### What needs to be done
Starting at the line that holds "Optimized the Mul" and stopping at the line that holds "- Uses unsafe", restate the records below word for word, with both of those lines included.

(Saved entries)

#####

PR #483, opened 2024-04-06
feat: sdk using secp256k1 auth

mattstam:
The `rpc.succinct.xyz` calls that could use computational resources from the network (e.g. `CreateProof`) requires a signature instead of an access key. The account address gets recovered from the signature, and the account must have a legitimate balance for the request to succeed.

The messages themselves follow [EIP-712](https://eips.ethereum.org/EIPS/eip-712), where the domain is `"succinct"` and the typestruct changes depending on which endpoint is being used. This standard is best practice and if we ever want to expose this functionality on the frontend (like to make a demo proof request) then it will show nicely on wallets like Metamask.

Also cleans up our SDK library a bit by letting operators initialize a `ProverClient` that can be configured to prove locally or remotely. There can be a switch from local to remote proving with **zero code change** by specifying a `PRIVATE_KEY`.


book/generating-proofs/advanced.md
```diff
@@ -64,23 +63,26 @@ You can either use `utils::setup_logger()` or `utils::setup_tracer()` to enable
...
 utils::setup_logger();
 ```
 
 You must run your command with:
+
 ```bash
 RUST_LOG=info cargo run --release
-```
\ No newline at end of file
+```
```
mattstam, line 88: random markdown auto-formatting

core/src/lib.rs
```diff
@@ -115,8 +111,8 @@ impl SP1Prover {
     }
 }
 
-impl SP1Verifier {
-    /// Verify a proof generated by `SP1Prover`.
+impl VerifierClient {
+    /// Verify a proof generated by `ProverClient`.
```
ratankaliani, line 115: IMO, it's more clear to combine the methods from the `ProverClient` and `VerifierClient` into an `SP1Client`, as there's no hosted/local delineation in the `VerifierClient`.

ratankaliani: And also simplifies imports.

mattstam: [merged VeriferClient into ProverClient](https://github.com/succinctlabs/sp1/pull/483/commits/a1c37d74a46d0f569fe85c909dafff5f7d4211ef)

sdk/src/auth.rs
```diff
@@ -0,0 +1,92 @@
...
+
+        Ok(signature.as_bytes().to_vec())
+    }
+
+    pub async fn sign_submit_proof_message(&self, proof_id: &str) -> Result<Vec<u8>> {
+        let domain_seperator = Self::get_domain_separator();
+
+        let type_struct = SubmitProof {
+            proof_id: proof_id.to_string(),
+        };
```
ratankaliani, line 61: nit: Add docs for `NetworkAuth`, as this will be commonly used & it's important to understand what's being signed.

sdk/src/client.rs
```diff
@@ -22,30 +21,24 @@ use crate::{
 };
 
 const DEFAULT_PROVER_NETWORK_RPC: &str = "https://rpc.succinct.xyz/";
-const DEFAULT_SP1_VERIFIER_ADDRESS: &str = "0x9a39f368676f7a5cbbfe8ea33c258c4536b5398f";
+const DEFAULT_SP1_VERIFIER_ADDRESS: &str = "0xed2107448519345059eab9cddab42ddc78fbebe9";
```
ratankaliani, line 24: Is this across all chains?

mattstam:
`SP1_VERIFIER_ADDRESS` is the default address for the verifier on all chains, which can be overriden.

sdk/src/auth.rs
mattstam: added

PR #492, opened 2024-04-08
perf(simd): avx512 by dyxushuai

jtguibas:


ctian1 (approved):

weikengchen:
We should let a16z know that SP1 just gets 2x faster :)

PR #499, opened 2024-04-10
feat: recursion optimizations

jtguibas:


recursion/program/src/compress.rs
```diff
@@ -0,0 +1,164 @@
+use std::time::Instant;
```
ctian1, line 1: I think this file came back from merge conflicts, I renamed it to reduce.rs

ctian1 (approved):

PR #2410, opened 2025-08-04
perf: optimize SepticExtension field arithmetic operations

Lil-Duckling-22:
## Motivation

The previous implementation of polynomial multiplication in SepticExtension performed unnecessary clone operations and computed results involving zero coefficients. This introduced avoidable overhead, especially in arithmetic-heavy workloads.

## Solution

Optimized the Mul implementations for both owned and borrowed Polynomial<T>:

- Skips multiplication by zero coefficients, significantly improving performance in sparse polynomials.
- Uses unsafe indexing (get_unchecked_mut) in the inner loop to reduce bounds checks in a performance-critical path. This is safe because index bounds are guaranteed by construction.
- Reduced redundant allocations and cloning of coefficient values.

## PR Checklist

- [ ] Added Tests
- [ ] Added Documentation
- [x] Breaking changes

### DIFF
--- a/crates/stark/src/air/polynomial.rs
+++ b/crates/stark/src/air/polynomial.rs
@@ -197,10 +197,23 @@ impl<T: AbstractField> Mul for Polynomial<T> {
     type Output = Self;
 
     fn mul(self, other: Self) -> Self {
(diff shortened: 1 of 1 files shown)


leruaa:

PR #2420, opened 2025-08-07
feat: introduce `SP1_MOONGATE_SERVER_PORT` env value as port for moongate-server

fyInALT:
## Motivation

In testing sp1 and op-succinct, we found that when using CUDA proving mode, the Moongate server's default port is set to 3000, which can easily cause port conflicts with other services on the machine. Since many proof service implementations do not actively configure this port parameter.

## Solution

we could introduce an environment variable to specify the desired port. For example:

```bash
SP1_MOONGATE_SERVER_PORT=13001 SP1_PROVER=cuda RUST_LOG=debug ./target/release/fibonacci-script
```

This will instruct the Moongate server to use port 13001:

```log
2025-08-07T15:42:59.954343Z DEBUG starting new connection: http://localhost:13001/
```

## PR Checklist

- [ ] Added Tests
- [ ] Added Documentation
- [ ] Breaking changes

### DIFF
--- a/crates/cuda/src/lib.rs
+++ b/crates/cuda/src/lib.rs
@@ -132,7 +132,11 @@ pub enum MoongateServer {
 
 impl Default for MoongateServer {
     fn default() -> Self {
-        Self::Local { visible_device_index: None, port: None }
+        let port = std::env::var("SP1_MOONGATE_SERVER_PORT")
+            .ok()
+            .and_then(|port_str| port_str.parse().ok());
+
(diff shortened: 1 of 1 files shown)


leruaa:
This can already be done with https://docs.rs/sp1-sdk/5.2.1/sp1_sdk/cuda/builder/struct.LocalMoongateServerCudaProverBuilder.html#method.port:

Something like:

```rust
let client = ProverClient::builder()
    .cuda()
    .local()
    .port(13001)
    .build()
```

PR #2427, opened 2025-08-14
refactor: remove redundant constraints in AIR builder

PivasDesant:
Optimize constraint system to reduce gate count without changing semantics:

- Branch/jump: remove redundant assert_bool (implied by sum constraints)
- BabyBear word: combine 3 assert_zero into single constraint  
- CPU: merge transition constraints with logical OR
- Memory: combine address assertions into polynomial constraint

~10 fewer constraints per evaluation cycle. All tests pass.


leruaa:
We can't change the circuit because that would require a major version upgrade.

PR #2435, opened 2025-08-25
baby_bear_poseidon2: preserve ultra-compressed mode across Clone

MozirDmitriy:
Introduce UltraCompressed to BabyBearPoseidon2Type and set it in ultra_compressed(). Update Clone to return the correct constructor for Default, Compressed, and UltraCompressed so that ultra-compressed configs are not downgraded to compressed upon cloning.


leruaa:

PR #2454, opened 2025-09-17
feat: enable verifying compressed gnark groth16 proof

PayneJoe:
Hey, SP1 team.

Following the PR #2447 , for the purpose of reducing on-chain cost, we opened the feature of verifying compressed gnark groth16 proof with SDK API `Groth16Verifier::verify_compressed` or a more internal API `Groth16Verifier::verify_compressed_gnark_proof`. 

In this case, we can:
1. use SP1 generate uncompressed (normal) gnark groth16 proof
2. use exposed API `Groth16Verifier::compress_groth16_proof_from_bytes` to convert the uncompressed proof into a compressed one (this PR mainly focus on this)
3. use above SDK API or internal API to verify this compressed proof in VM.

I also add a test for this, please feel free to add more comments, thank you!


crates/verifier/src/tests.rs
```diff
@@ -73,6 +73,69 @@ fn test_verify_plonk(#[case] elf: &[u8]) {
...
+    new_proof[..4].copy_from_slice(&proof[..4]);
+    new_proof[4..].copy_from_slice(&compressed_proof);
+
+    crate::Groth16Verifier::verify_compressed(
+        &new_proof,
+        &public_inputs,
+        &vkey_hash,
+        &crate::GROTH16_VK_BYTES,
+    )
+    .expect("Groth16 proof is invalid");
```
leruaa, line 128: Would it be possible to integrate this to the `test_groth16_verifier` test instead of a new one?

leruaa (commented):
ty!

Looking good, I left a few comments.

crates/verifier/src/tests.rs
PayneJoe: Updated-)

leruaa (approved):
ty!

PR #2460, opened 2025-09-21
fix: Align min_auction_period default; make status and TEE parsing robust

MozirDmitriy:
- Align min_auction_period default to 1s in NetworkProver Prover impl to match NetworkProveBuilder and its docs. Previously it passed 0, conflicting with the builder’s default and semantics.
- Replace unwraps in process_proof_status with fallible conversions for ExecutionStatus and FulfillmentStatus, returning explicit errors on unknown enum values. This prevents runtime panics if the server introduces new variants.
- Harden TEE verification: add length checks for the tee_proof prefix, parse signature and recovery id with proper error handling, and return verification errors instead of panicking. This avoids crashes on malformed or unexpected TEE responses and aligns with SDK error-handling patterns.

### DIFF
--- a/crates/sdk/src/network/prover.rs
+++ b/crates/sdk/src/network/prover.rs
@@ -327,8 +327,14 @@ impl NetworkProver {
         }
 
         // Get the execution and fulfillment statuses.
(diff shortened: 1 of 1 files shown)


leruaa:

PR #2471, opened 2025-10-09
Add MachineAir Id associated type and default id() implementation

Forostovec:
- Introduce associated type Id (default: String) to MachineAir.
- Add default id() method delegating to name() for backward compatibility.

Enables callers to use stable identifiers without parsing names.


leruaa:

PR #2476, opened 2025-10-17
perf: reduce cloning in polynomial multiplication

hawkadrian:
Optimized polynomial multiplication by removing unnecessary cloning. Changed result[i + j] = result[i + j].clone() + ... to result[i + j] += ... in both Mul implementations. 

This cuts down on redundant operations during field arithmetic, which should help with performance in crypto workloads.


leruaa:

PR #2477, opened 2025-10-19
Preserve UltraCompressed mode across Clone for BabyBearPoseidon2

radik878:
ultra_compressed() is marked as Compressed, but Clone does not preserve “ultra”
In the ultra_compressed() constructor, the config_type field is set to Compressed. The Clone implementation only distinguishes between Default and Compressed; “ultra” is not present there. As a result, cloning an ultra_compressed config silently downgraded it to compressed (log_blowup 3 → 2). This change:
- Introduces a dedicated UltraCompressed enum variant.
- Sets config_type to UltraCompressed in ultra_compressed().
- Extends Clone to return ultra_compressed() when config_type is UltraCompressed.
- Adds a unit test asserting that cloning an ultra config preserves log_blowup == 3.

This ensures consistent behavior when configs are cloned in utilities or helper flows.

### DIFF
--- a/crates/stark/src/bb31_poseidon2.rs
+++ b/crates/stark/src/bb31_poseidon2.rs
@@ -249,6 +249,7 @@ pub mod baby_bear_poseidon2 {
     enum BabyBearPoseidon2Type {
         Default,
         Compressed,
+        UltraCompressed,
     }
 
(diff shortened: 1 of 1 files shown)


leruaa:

#####

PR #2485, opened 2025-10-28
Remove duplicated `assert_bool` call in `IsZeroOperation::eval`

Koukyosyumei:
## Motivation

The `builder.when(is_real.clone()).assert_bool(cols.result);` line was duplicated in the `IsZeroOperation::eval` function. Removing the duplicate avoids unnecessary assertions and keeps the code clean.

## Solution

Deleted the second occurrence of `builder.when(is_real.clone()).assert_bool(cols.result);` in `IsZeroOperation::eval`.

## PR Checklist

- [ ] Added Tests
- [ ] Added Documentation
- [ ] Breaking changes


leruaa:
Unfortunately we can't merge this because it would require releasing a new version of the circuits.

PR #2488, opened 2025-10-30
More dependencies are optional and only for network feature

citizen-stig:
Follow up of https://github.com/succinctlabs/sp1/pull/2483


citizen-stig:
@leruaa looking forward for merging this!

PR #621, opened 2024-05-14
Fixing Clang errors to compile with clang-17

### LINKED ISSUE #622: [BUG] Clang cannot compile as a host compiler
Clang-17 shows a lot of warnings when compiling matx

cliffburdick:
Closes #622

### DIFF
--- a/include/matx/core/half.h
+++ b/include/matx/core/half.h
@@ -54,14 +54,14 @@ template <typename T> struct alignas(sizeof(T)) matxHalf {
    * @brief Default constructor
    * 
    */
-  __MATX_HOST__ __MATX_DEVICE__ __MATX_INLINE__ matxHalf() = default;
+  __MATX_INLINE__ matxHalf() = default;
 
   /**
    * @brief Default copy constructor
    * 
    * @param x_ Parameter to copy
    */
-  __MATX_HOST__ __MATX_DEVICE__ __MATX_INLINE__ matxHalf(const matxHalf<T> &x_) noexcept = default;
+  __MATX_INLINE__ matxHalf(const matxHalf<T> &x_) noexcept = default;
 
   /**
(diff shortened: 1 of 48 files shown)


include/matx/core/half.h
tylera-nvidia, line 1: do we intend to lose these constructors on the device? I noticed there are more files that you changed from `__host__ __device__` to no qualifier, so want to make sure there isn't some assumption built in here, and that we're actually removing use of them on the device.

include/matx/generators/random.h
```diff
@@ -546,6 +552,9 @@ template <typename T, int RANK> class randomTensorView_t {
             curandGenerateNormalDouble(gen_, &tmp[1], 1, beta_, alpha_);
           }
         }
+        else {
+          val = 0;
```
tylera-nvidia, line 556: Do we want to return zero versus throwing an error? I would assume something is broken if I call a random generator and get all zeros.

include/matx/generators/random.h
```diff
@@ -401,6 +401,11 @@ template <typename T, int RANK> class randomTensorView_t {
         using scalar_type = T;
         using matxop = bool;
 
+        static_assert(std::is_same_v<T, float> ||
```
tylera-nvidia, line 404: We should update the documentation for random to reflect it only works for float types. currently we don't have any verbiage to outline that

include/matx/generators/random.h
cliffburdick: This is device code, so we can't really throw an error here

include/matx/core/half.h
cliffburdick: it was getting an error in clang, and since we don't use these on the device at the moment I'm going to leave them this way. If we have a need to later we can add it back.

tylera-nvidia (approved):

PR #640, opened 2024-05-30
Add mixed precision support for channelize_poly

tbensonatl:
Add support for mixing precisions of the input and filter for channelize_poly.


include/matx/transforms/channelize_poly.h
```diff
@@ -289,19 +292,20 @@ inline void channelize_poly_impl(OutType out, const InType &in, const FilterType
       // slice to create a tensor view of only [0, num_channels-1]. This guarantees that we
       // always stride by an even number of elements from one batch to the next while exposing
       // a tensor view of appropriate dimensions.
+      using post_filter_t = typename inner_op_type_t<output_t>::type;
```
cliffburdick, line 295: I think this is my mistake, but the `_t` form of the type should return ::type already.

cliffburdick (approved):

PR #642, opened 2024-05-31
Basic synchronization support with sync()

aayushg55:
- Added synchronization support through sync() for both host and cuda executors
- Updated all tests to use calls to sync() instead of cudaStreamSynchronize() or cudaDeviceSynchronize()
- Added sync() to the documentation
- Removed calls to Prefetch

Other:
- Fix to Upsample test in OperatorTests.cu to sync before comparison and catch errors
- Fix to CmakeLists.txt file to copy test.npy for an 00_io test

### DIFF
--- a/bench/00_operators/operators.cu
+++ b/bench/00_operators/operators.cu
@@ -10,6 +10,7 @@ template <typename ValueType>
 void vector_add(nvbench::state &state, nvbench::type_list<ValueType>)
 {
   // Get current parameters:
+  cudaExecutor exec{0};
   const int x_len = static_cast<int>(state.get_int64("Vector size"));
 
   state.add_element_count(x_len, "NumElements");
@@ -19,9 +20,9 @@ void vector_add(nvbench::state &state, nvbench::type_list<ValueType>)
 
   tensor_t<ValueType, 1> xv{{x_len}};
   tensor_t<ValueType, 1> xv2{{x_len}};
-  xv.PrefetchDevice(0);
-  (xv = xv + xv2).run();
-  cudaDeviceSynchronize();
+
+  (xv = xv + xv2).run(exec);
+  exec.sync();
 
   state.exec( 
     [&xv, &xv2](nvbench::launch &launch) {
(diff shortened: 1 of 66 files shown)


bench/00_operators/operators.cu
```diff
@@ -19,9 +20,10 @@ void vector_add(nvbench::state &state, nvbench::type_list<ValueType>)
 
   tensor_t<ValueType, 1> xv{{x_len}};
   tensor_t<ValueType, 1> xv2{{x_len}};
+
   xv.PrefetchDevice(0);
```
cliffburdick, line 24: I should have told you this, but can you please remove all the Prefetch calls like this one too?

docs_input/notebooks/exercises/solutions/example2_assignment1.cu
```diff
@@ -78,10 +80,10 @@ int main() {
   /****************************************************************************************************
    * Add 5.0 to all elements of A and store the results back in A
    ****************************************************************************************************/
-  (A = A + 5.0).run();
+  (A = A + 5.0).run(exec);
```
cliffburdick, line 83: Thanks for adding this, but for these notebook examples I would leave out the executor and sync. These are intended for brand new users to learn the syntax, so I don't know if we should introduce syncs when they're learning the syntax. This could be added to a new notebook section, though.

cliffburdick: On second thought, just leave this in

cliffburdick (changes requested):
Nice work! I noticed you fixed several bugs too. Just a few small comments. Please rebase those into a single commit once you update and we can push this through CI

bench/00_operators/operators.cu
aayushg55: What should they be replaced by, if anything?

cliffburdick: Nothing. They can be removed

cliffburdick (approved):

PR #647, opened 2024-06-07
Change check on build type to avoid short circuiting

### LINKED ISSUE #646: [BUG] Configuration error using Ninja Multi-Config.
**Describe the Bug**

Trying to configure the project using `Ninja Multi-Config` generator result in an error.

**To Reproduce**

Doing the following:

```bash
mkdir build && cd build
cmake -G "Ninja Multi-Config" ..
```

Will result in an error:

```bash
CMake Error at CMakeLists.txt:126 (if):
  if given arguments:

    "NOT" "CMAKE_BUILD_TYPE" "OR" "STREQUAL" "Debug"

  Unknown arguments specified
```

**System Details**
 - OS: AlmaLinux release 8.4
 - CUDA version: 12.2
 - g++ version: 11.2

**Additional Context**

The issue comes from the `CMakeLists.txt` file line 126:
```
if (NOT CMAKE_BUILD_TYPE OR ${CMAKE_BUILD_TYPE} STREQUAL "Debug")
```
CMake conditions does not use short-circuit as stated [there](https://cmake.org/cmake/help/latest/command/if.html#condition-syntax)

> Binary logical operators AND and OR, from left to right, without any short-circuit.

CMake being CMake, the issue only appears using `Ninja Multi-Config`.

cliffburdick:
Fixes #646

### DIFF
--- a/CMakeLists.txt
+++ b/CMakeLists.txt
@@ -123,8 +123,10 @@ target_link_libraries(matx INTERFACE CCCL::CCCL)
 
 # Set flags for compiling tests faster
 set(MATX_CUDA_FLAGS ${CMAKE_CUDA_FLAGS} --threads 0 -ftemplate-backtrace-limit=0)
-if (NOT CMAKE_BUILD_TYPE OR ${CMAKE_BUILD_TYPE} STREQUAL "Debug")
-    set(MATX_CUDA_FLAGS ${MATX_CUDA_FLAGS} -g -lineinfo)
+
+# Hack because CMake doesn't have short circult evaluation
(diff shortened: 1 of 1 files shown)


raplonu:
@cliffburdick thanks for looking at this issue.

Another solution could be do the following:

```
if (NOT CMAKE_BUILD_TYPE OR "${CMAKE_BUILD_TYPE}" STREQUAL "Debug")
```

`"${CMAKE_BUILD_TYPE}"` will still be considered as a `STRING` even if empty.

#####

### Solution to this task
Optimized the Mul implementations for both owned and borrowed Polynomial<T>:

- Skips multiplication by zero coefficients, significantly improving performance in sparse polynomials.
- Uses unsafe indexing (get_unchecked_mut) in the inner loop to reduce bounds checks in a performance-critical path. This is safe because index bounds are guaranteed by construction.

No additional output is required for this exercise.